Work instruction: Filter the lines below, copying only those with the string "Fixes".

○ ○ ○

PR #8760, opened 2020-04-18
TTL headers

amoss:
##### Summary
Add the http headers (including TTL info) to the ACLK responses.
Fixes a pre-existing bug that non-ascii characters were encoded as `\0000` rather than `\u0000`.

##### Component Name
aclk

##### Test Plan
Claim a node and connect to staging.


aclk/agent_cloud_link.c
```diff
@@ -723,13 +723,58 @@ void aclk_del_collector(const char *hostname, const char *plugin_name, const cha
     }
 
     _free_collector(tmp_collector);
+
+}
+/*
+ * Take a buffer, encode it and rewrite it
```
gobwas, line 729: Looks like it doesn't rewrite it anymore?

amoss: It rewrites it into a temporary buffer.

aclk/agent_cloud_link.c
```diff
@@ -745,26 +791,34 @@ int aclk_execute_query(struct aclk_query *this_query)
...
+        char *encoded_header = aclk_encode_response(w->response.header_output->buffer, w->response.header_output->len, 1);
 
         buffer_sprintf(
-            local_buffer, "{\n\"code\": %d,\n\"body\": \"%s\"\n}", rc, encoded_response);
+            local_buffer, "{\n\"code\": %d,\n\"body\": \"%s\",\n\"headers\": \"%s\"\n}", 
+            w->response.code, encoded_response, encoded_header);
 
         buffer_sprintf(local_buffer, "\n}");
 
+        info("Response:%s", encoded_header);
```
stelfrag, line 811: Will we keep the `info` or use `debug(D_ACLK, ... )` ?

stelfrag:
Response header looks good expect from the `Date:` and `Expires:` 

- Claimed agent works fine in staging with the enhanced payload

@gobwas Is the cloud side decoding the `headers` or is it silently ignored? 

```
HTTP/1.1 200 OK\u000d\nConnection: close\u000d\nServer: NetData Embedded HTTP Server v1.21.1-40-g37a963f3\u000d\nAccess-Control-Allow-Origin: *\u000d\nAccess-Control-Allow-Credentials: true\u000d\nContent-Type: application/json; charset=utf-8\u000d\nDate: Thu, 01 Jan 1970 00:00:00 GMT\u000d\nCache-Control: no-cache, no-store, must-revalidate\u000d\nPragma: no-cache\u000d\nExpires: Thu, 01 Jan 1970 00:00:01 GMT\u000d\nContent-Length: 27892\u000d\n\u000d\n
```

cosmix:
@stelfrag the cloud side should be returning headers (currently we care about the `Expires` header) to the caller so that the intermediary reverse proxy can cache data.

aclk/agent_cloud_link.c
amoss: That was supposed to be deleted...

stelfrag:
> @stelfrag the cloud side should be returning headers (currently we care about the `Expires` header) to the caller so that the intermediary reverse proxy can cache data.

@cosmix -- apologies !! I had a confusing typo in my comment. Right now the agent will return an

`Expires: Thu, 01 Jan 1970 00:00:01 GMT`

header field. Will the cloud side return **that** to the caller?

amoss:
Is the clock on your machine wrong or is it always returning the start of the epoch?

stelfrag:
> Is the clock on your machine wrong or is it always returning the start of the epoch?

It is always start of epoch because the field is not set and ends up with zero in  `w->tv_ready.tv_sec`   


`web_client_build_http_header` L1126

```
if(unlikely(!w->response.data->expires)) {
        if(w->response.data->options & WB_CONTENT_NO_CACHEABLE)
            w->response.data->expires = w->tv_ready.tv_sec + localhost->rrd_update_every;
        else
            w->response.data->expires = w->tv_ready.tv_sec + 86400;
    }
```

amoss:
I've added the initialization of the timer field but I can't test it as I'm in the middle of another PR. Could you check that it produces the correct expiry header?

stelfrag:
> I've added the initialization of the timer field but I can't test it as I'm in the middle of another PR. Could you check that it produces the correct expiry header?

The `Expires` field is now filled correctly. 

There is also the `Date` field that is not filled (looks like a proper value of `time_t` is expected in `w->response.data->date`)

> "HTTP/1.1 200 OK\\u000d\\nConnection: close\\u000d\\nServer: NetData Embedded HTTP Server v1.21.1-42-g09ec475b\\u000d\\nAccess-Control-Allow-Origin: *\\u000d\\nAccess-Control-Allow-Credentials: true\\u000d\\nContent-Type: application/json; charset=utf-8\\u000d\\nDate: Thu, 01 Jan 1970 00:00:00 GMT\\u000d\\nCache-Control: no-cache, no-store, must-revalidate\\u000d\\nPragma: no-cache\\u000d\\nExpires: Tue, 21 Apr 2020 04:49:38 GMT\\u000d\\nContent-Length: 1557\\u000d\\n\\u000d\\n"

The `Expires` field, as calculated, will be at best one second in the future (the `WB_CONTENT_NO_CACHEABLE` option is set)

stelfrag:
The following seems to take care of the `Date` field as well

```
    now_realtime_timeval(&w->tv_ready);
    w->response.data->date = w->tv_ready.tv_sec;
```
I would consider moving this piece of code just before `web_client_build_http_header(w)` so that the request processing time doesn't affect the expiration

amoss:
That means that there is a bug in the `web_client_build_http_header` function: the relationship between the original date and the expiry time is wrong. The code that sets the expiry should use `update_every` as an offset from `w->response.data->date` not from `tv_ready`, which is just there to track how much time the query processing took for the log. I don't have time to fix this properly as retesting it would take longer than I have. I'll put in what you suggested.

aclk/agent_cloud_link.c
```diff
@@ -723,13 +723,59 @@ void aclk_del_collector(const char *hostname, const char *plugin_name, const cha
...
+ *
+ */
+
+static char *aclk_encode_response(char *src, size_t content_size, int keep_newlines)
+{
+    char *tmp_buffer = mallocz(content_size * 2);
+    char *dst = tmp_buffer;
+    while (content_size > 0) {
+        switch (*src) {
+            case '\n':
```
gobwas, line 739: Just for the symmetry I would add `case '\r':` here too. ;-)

○ ○ ○

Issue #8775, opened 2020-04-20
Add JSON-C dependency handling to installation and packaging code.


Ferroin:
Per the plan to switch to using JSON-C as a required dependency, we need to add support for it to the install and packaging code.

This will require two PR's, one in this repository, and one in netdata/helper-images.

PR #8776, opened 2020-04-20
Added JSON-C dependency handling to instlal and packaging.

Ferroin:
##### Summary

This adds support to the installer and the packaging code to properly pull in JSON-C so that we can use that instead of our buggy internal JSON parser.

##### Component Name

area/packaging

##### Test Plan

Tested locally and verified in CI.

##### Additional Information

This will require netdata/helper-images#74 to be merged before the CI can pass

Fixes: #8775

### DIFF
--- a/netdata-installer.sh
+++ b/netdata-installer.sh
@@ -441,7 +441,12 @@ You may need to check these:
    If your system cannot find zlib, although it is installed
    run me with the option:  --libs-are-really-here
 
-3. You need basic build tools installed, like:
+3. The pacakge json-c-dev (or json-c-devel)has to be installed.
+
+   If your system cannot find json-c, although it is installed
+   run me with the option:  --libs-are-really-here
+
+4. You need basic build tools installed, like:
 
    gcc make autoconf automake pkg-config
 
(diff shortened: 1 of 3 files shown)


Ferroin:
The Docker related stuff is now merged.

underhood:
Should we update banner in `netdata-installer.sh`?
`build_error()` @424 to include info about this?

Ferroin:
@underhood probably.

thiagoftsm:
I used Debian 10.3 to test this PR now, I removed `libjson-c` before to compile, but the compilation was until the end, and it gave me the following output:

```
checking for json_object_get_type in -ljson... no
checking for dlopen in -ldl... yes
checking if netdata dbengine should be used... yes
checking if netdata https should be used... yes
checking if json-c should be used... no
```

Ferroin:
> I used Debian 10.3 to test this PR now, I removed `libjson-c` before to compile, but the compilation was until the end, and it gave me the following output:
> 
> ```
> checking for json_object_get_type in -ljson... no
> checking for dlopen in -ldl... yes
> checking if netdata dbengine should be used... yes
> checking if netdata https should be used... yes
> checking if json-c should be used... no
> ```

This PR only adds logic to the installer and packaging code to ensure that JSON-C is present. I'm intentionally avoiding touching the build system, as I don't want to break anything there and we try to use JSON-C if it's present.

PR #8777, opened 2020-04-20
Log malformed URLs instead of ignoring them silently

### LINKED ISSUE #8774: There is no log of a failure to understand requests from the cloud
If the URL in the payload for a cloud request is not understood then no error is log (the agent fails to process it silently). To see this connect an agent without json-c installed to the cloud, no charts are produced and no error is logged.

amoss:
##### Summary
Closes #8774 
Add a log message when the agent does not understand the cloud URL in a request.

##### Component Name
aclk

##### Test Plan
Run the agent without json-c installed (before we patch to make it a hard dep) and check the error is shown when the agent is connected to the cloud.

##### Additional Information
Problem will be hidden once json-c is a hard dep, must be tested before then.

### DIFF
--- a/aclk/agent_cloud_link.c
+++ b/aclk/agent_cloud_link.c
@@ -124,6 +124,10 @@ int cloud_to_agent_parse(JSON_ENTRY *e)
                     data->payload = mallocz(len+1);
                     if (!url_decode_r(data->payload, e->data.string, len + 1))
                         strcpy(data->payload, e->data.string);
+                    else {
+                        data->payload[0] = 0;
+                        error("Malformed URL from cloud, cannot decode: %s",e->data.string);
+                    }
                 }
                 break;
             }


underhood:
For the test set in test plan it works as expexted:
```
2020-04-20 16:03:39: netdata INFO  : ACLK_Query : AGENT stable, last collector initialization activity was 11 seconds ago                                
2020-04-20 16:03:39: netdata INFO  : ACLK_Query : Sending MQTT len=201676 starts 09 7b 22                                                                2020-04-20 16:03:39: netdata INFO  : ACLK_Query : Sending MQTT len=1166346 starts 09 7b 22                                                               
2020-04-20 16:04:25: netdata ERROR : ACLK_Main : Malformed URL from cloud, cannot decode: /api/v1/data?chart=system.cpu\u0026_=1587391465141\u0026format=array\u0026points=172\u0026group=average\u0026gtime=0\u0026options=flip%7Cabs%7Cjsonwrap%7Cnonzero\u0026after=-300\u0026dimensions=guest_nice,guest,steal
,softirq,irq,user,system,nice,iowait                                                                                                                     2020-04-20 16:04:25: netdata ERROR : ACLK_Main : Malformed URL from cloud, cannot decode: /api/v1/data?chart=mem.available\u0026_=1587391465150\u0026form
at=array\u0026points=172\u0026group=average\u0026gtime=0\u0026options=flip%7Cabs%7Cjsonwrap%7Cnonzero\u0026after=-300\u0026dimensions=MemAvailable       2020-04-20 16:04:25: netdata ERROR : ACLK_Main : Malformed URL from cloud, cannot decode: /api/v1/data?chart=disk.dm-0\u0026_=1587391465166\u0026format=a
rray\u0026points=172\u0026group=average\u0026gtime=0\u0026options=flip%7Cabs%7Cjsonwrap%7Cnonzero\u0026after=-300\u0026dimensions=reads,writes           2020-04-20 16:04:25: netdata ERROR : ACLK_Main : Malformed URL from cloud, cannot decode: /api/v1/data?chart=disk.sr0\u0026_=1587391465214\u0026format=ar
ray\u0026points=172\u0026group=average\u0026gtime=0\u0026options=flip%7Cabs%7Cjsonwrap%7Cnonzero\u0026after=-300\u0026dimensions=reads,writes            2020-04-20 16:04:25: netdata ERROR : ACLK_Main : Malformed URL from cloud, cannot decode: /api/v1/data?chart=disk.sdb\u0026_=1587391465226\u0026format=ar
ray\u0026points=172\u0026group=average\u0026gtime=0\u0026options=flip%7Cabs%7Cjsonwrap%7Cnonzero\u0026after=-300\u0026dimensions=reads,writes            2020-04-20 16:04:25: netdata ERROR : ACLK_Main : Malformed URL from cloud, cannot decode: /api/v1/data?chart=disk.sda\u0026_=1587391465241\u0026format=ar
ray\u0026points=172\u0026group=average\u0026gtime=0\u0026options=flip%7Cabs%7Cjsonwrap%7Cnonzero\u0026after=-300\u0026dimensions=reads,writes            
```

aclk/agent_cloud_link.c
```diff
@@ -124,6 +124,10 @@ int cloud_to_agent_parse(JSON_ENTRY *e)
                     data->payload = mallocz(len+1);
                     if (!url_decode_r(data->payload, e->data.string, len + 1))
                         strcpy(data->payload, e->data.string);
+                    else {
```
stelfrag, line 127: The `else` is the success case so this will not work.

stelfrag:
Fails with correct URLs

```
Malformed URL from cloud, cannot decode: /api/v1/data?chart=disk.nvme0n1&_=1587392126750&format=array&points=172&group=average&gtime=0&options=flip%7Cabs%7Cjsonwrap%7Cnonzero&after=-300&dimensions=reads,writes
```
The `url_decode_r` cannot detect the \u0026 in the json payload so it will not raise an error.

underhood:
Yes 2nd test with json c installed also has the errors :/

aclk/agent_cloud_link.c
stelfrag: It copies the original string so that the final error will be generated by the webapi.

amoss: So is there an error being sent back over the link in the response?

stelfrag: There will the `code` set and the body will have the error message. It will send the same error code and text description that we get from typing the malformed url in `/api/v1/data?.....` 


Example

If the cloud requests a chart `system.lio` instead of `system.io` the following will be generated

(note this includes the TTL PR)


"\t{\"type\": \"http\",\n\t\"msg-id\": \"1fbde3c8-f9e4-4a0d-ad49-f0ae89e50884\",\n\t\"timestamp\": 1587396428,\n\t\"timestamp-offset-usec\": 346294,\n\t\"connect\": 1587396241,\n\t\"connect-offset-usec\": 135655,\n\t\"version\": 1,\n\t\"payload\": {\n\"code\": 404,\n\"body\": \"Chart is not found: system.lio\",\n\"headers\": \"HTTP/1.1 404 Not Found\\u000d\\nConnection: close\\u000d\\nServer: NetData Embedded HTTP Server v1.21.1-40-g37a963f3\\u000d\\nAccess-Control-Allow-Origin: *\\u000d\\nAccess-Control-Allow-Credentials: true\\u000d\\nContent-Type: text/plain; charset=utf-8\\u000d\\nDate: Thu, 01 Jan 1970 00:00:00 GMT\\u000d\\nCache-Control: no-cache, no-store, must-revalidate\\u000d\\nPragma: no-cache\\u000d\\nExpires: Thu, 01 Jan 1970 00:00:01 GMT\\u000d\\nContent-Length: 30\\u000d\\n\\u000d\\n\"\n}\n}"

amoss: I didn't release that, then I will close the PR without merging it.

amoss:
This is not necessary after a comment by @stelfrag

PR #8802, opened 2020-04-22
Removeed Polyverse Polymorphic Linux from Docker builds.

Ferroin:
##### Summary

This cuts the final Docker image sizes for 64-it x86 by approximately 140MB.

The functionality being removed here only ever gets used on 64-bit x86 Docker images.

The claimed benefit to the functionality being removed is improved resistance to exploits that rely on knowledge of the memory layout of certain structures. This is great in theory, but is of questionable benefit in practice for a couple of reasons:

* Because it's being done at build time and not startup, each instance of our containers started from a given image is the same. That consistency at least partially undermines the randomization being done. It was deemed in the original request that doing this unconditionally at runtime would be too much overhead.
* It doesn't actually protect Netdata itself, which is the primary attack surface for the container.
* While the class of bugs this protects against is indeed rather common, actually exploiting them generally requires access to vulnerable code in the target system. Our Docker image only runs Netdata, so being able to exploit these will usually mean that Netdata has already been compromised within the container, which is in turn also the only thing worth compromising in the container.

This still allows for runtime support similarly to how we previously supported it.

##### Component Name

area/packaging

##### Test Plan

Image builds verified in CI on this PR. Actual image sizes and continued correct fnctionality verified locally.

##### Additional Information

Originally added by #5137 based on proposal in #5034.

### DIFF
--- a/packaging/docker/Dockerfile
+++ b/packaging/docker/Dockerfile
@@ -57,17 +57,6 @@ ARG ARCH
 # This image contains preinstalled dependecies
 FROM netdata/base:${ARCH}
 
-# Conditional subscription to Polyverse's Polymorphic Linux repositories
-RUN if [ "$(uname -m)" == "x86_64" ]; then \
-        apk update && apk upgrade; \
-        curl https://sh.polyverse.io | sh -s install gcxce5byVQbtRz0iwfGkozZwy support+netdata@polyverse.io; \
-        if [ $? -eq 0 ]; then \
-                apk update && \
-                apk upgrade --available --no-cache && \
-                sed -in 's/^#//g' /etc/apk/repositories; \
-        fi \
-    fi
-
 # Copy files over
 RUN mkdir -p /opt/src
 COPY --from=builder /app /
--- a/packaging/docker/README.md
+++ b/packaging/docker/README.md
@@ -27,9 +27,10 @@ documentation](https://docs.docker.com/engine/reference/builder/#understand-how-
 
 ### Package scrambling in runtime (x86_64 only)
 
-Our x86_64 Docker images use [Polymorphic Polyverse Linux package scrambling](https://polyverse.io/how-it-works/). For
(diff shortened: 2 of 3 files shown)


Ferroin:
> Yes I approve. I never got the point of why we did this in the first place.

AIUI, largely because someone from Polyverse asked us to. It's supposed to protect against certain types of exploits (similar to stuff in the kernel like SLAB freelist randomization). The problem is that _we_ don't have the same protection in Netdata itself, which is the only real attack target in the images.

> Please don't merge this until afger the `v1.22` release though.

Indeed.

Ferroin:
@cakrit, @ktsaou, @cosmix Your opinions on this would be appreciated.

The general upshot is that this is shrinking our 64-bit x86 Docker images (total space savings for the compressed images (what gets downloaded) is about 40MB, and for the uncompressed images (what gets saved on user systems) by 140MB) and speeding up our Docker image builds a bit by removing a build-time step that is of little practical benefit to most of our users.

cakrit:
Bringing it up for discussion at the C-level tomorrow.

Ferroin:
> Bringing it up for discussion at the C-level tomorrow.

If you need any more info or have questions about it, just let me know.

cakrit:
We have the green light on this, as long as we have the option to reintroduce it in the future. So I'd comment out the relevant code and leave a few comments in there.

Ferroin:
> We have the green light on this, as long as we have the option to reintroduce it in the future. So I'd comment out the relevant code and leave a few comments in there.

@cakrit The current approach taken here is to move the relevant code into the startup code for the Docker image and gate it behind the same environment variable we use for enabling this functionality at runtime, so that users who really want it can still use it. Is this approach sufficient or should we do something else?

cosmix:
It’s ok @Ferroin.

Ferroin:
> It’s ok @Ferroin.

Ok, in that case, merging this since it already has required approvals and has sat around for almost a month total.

○ ○ ○

Result of the exercise:
Fixes a pre-existing bug that non-ascii characters were encoded as `\0000` rather than `\u0000`.
Fixes: #8775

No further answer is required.